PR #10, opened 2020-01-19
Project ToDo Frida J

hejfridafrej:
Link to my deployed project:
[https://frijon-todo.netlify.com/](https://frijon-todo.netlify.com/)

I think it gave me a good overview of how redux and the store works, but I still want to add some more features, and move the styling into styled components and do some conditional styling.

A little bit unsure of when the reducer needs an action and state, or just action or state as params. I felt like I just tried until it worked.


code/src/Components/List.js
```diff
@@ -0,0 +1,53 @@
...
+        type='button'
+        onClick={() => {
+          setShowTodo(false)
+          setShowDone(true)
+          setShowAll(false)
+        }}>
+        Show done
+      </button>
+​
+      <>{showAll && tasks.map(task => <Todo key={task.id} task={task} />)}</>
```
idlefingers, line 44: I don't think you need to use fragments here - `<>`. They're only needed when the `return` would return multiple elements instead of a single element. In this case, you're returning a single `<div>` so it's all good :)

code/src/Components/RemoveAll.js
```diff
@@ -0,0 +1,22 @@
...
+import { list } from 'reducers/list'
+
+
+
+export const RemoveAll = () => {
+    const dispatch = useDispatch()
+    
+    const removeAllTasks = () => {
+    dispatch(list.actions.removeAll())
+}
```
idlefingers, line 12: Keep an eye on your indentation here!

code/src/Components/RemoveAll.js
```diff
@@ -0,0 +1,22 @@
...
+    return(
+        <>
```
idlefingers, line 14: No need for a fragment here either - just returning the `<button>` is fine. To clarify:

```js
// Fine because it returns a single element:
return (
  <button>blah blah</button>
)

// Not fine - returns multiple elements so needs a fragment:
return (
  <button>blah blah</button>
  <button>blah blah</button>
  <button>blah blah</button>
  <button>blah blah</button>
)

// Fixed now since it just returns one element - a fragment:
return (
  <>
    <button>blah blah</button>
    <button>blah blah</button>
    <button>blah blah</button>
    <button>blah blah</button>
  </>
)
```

• • • •

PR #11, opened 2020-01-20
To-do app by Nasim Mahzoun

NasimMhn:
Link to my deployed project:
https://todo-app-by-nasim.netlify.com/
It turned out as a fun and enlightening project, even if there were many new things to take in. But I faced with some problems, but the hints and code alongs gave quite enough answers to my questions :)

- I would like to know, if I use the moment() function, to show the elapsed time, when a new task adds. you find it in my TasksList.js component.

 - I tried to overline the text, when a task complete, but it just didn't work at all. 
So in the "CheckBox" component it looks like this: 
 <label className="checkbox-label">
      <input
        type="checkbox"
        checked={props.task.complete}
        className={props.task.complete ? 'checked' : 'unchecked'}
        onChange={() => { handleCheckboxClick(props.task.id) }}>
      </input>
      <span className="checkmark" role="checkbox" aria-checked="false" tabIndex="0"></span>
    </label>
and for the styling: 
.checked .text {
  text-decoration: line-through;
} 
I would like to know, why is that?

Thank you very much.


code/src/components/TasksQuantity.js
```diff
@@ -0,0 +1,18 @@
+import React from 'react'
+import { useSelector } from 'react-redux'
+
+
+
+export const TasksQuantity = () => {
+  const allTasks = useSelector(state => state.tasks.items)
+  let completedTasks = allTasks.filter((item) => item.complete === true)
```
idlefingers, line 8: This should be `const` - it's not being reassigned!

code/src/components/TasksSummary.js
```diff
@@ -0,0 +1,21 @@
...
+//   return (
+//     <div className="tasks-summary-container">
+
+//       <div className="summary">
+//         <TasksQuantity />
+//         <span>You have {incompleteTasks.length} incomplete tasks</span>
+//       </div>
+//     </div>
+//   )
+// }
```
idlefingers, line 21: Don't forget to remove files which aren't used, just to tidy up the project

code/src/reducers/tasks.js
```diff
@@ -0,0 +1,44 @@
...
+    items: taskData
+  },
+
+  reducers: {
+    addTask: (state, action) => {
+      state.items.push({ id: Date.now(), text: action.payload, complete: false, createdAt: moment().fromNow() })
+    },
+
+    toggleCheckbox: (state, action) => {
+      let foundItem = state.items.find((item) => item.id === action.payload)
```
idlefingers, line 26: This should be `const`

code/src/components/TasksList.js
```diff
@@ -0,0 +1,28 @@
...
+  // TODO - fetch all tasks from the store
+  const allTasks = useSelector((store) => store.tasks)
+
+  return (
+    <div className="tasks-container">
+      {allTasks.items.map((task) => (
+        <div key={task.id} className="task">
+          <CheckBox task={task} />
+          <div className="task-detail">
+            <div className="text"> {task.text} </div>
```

• • • •

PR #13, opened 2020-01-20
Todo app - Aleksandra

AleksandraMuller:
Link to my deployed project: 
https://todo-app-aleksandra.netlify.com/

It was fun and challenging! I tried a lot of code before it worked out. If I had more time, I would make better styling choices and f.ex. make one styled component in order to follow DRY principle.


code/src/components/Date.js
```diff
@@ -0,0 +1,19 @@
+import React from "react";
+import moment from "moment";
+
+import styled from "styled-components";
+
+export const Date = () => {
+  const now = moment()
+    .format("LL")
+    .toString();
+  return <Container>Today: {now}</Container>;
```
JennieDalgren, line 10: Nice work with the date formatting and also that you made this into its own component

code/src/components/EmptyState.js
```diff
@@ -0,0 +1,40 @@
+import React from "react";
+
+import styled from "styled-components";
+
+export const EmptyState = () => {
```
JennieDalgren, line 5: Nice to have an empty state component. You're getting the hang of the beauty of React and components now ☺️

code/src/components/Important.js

• • • •

◆ **What is expected**:
Check every line of the data for the string "know". Give the number of lines that have it, and only that.

◆ **Solution for this problem**:
2